Ответом мне было долгое шуршание. Потом далёкий хриплый голос произнёс: «Это Борис Маркович, муж Алёны Ивановны Петуховой. Слышно меня? Супруга оставила ваш телефон и попросила позвонить, если…», – на том конце закашлялись и замолчали.

Я уже знал, что мне скажут, и покорно ждал с телефонной трубкой, прижатой к вспотевшему уху и с разливающейся в груди незнакомой мне раньше тоской.

Сквозь треск снова прорвался голос, я поймал его на середине фразы и услышал слова, которые боялся услышать: «…скончалась в больнице от инфаркта миокарда 25 сентября. Похоронили на Малаховском кладбище. Я сейчас сам в больницу ложусь на две недели. Потом в любое время можете приезжать, я вас провожу к Алёне. Она о вас хорошо говорила, и я буду рад познакомиться. Только предварительно позвоните».

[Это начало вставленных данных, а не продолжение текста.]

Issue #847, opened 2026-08-28
Auto-telemetry parity: Azure/GCP audit logs + function execution logs


NitinKumar004:
**Goal:** match real-cloud auto-telemetry. CloudEmu already auto-emits metrics + evaluates alarms on all 3 clouds, and auto-records CloudTrail on AWS. Two things real clouds auto-generate are still missing.

**Ops:**
- Azure **Activity Log** + GCP **Cloud Audit Logs**: auto-record ARM/API operations for both providers. Mirror the AWS CloudTrail server observer (`server/aws/aws.go` SetObserver + `server/aws/cloudtrail_recording.go`) in `server/azure` and `server/gcp`.
- **Function execution logs**: Lambda / Cloud Functions / Azure Functions invoke currently emits metrics only — no log lines. Auto-write invocation stdout/stderr to the log service (CloudWatch Logs / Cloud Logging / Log Analytics), especially on the real-engine path. Template: the ECS `awslogs` sink (`providers/aws/ecs/engine.go` `surfaceLogs`/`pushAwslogs` + `SetLogSink` in `providers/aws/aws.go`).

NitinKumar004:
Implemented in #858: Azure Activity Log + GCP Cloud Audit Log auto-recording (mirroring the AWS CloudTrail observer), and auto execution logs for Lambda/Cloud Functions/Azure Functions (mirroring the ECS awslogs sink). Metrics + alarms were already at parity across all 3 clouds.

PR #858, opened 2026-08-28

В Москву мне удалось вырваться только весной. Вы скажете, правильнее было сразу поехать после звонка Бориса Марковича? Всё так, но год был кризисный и я был на волоске от увольнения с работы, скакало давление: от нервов, а может, от злоупотребления алкоголем. Словом, я дал самому себя убедить в том, что дело не срочное, подождёт.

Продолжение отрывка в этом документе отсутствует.